WHAT TO DO. Show all lines from the material that carry the word "patch".

MATERIAL FOR THIS TASK.
┄┄┄┄┄┄
PR #196, opened 2025-07-22
Create Release: Bump + Release KFP + Docker 

svij-sc:
**Scope of work done**

- Allows for us to create + publish all release assets (except for wheels - which are final artifact and [currently a separate workflow](https://github.com/Snapchat/GiGL/blob/f81175116f8b6eb5f5470b0ce830df7ff86e0fbb/.github/workflows/release.yml#L1). We still need to think how/when wheels should be released and should they be manual?)
- In the future, we will add a [cron schedule](https://docs.github.com/en/actions/reference/events-that-trigger-workflows#schedule) to release nightly - so it can be used for e2e canary testing. cc @xgao4-sc  for vis.
- We are also tracking all release artifact paths in `dep_vars.env` now so that future orchestration apis like  `gigl run_dev_gnn_kubeflow_pipeline`, et al can use these directly.  Our components like trainer are now using these as backfall too.

Ran a create_release workflow, the respective PR was created here: https://github.com/Snapchat/GiGL/pull/203


yliu2-sc (approved):
There are quite a bit of TODOs still in this PR

.github/workflows/create_release.yml
```diff
@@ -0,0 +1,187 @@
...
+        gcp_project_id: ${{ secrets.GCP_PROJECT_ID }}
+        workload_identity_provider: ${{ secrets.WORKLOAD_IDENTITY_PROVIDER }}
+        gcp_service_account_email: ${{ secrets.GCP_SERVICE_ACCOUNT_EMAIL }}
+
+    # Capture current version before bumping
+    - name: Get current version
+      id: get_version
+      run: |
+        CURRENT_VERSION=$(python -m scripts.bump_version --get_current_version)
+        echo "current_version=$CURRENT_VERSION" >> $GITHUB_OUTPUT
```
kmontemayor2-sc, line 53: QQ where does the `$GITHUB_OUTPUT` var get defined?

.github/workflows/create_release.yml
```diff
@@ -0,0 +1,187 @@
...
+
+    - name: Release GiGL KFP pipeline
+      uses: snapchat/gigl/.github/actions/run-cloud-run-command-on-active-checkout@main
+      with:
+        cmd: |
+          source dep_vars.env && make \
+            DOCKER_IMAGE_DATAFLOW_RUNTIME_NAME_WITH_TAG=\$DEFAULT_GIGL_RELEASE_SRC_IMAGE_CUDA \
+            DOCKER_IMAGE_MAIN_CUDA_NAME_WITH_TAG=\$DEFAULT_GIGL_RELEASE_SRC_IMAGE_CPU \
+            DOCKER_IMAGE_MAIN_CPU_NAME_WITH_TAG=\$DEFAULT_GIGL_RELEASE_SRC_IMAGE_DATAFLOW_CPU \
+            compiled_pipeline_path=\$DEFAULT_GIGL_RELEASE_KFP_PIPELINE_PATH \
```
kmontemayor2-sc, line 124: Hmmm any reason this isn't versioned?

dep_vars.env
```diff
@@ -3,6 +3,12 @@ DOCKER_LATEST_BASE_CUDA_IMAGE_NAME_WITH_TAG=us-central1-docker.pkg.dev/external-
 DOCKER_LATEST_BASE_CPU_IMAGE_NAME_WITH_TAG=us-central1-docker.pkg.dev/external-snap-ci-github-gigl/public-gigl/gigl-cpu-base:59e780eeb5831d4ce75747262b8e57b46f3dc17a.24.1
 DOCKER_LATEST_BASE_DATAFLOW_IMAGE_NAME_WITH_TAG=us-central1-docker.pkg.dev/external-snap-ci-github-gigl/public-gigl/gigl-dataflow-base:59e780eeb5831d4ce75747262b8e57b46f3dc17a.24.1
 
+DEFAULT_GIGL_RELEASE_SRC_IMAGE_CUDA=us-central1-docker.pkg.dev/external-snap-ci-github-gigl/public-gigl/src-cuda:latest
+DEFAULT_GIGL_RELEASE_SRC_IMAGE_CPU=us-central1-docker.pkg.dev/external-snap-ci-github-gigl/public-gigl/src-cpu:latest
+DEFAULT_GIGL_RELEASE_SRC_IMAGE_DATAFLOW_CPU=us-central1-docker.pkg.dev/external-snap-ci-github-gigl/public-gigl/src-cpu-dataflow:latest
+DEFAULT_GIGL_RELEASE_DEV_WORKBENCH_IMAGE=us-central1-docker.pkg.dev/external-snap-ci-github-gigl/public-gigl/gigl-dev-workbench:latest
+DEFAULT_GIGL_RELEASE_KFP_PIPELINE_PATH=gs://public-gigl/releases/gigl-pipeline-1.yaml
```
kmontemayor2-sc, line 10: why `gigl-pipeline-1.yaml`?

scripts/build_and_push_docker_image.py
```diff
@@ -126,14 +126,24 @@ def build_and_push_image(
...
 
     # Push image if it's not a multi-arch build (multi-arch images are pushed in the build step)
     if not multi_arch:
         push_command = ["docker", "push", image_name]
-        subprocess.run(push_command, check=True)
+        result_push = subprocess.run(
+            push_command, stdout=subprocess.PIPE, stderr=subprocess.STDOUT
+        )
+        if result_push.returncode != 0:
+            print(result_push.stdout.decode())
```
kmontemayor2-sc, line 143: use logger here?

scripts/build_and_push_docker_image.py
```diff
@@ -126,14 +126,24 @@ def build_and_push_image(
     build_command.append(root_dir.as_posix())
 
     logger.info(f"Running command: {' '.join(build_command)}")
-    subprocess.run(
-        build_command, stdout=subprocess.PIPE, stderr=subprocess.PIPE, check=True
+    result = subprocess.run(
+        build_command, stdout=subprocess.PIPE, stderr=subprocess.STDOUT
     )
+    if result.returncode != 0:
+        print(result.stdout.decode())
```
kmontemayor2-sc, line 133: ditto on logger.

scripts/bump_version.py
```diff
@@ -1,47 +1,89 @@
+"""
```
kmontemayor2-sc, line 1: Should we note that this script doesn't actually update the docker images or pipeline yaml, just their "labels"?

.github/workflows/create_release.yml
```diff
@@ -0,0 +1,187 @@
...
+      run: |
+        git tag "v${{ needs.bump_version.outputs.new_version }}"
+        git push origin "v${{ needs.bump_version.outputs.new_version }}"
+
+    # Create PR to merge release branch back to main
+    - name: Create a new PR
+      shell: bash
+      env:
+        GH_TOKEN: ${{ secrets.GITHUB_TOKEN }}
+      run: |
```
kmontemayor2-sc, line 159: Does this mean in the future we will need to approve the nightly bump every day?

dep_vars.env
```diff
@@ -3,6 +3,12 @@ DOCKER_LATEST_BASE_CUDA_IMAGE_NAME_WITH_TAG=us-central1-docker.pkg.dev/external-
 DOCKER_LATEST_BASE_CPU_IMAGE_NAME_WITH_TAG=us-central1-docker.pkg.dev/external-snap-ci-github-gigl/public-gigl/gigl-cpu-base:59e780eeb5831d4ce75747262b8e57b46f3dc17a.24.1
 DOCKER_LATEST_BASE_DATAFLOW_IMAGE_NAME_WITH_TAG=us-central1-docker.pkg.dev/external-snap-ci-github-gigl/public-gigl/gigl-dataflow-base:59e780eeb5831d4ce75747262b8e57b46f3dc17a.24.1
 
+DEFAULT_GIGL_RELEASE_SRC_IMAGE_CUDA=us-central1-docker.pkg.dev/external-snap-ci-github-gigl/public-gigl/src-cuda:latest
+DEFAULT_GIGL_RELEASE_SRC_IMAGE_CPU=us-central1-docker.pkg.dev/external-snap-ci-github-gigl/public-gigl/src-cpu:latest
```
kmontemayor2-sc, line 7: unrelated to this PR but I'm not sure I like having these "defaults" it seems "unsafe" to have potentially bad code to be run, if we forget to specify a docker container.

I Ideally think we should require specifying docker containers at all times, and these just shouldn't exist?

Though this change is out of the scope of this pr.

scripts/bump_version.py
```diff
@@ -1,47 +1,89 @@
...
+def update_dep_vars_env(
+    cuda_image_name: str,
+    cpu_image_name: str,
+    dataflow_image_name: str,
+    dev_workbench_image_name: str,
+    kfp_pipeline_path: str,
+) -> None:
+    print(
+        f"Updating dep_vars.env with {cuda_image_name}, {cpu_image_name}, {dataflow_image_name}"
+    )
```
kmontemayor2-sc, line 54: should we also put the workbench image and kfp pipeline path here?

And specify which vars each will be signed to?

scripts/bump_version.py
```diff
@@ -54,49 +96,62 @@ def update_pyproject(version: str) -> None:
...
-        base_image=DOCKER_LATEST_BASE_CPU_IMAGE_NAME_WITH_TAG,
-        image_name=dataflow_image,
-        dockerfile_name="Dockerfile.dataflow.src",
-        multi_arch=True,
+    base_image_registry = f"us-central1-docker.pkg.dev/{project}/public-gigl"
+    cuda_image_name = f"{base_image_registry}/src-cuda:{new_version}"
+    cpu_image_name = f"{base_image_registry}/src-cpu:{new_version}"
+    dataflow_image_name = f"{base_image_registry}/src-cpu-dataflow:{new_version}"
+    dev_workbench_image_name = f"{base_image_registry}/gigl-dev-workbench:{new_version}"
+    kfp_pipeline_path = f"gs://{GIGL_PUBLIC_BUCKET_NAME}/releases/gigl-pipeline-{new_version}.yaml"
```
kmontemayor2-sc, line 145: nit. Maybe `releases/pipelines/gigl-pipeline-{version}.yaml`? Maybe we put other things in `releases` too in the future?

scripts/bump_version.py
```diff
@@ -1,7 +1,10 @@
 """
 This script can be used to:
 - Get the current version of GiGL
-- Bump the version of GiGL, and subsequently release the src images and KFP pipeline
+- Bump the version labels of GiGL
+Note: This does not release the src images and KFP pipeline, it only updates the version labels.
+The usage of bump_version.py, and the overall release process of the src images and KFP pipeline
+is handled by the create_release.yml workflow.
```
kmontemayor2-sc, line 7:
```suggestion
is handled by the .github/workflows/create_release.yml workflow.
```

nit.

.github/workflows/create_release.yml
kmontemayor2-sc: no that's what I meant, thanks for the work!

btw 0.0.2.dev20250723232244 is a bit long, do you think it'd be sufficient to have `yyyymmddhh`?

.github/workflows/create_release.yml
```diff
@@ -0,0 +1,196 @@
...
+        echo "new_version=$NEW_VERSION" >> $GITHUB_OUTPUT
+        echo "release_branch_name=$RELEASE_BRANCH_NAME" >> $GITHUB_OUTPUT
+        echo "release_version_labels=$RELEASE_VERSION_LABELS" >> $GITHUB_OUTPUT
+        echo "New version: $NEW_VERSION"
+        echo "Release branch name: $RELEASE_BRANCH_NAME"
+        echo "Release version labels: $RELEASE_VERSION_LABELS"
+
+    # Commit version changes to new release branch
+    - name: Commit and push version bump
+      uses: ./.github/actions/commit-and-push
```
kmontemayor2-sc, line 91: should this be the thing pointing to main?

dep_vars.env
kmontemayor2-sc: hmmm, does this mean our "default" will primarily be the nightly release, unless have had a major/minor/patch bump that day?

or are we not going to have the nightly branch merge into main, in which case, shouldn't this be for `0.0.3` or whatever?

scripts/build_and_push_docker_image.py
```diff
@@ -126,14 +126,24 @@ def build_and_push_image(
...
 
     logger.info(f"Running command: {' '.join(build_command)}")
-    subprocess.run(
-        build_command, stdout=subprocess.PIPE, stderr=subprocess.PIPE, check=True
+    result = subprocess.run(
+        build_command, stdout=subprocess.PIPE, stderr=subprocess.STDOUT
     )
+    if result.returncode != 0:
+        logger.info(result.stdout.decode())
+        raise RuntimeError(f"Docker build failed with exit code {result.returncode}")
```
kmontemayor2-sc, line 134: nit. add the command that failed here (I know there's duplication but imo it's useful for debugging).

ditto later?

kmontemayor2-sc (commented):
Mostly lgtm - the only thing blocking my stamp is this thread now. https://github.com/Snapchat/GiGL/pull/196/files#r2226839931

dep_vars.env
svij-sc: nightly will not merge into main.
Yea, I will do a proper release as a follow up once I am able to get this PR and the follow up and any issues addressed. Which should overwrite these to 0.0.3, etc.

scripts/bump_version.py
kmontemayor2-sc: wait is there a reason we didn't att `releases/`**pipelines**/gigl-pipeline.yaml`?

dep_vars.env
svij-sc: To clarify:

In follow ups:
1. There will be a cron to do a nightly release - this will not merge to main. A branch will be created, release will be made, and branch will be deleted. No PRs will be created. The reason I don't have this right now is strictly to test and make sure this workflow works as it should
2. We can workflow dispatch, from actions tab, an actual release i.e. patch, minor, major upgrade - this will create a branch that will merge to main.

.github/workflows/create_release.yml
svij-sc: could work, until two people try releasing at the same time.
Is this a nit? Id pref just keeping the name as no one is technically going to use nightlys except for our automated testing suites or for beta testing.

scripts/build_and_push_docker_image.py
svij-sc: sure, done

.github/workflows/create_release.yml
svij-sc: thanks, updated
┄┄┄┄┄┄
EXPECTED ANSWER.
kmontemayor2-sc: hmmm, does this mean our "default" will primarily be the nightly release, unless have had a major/minor/patch bump that day?
2. We can workflow dispatch, from actions tab, an actual release i.e. patch, minor, major upgrade - this will create a branch that will merge to main.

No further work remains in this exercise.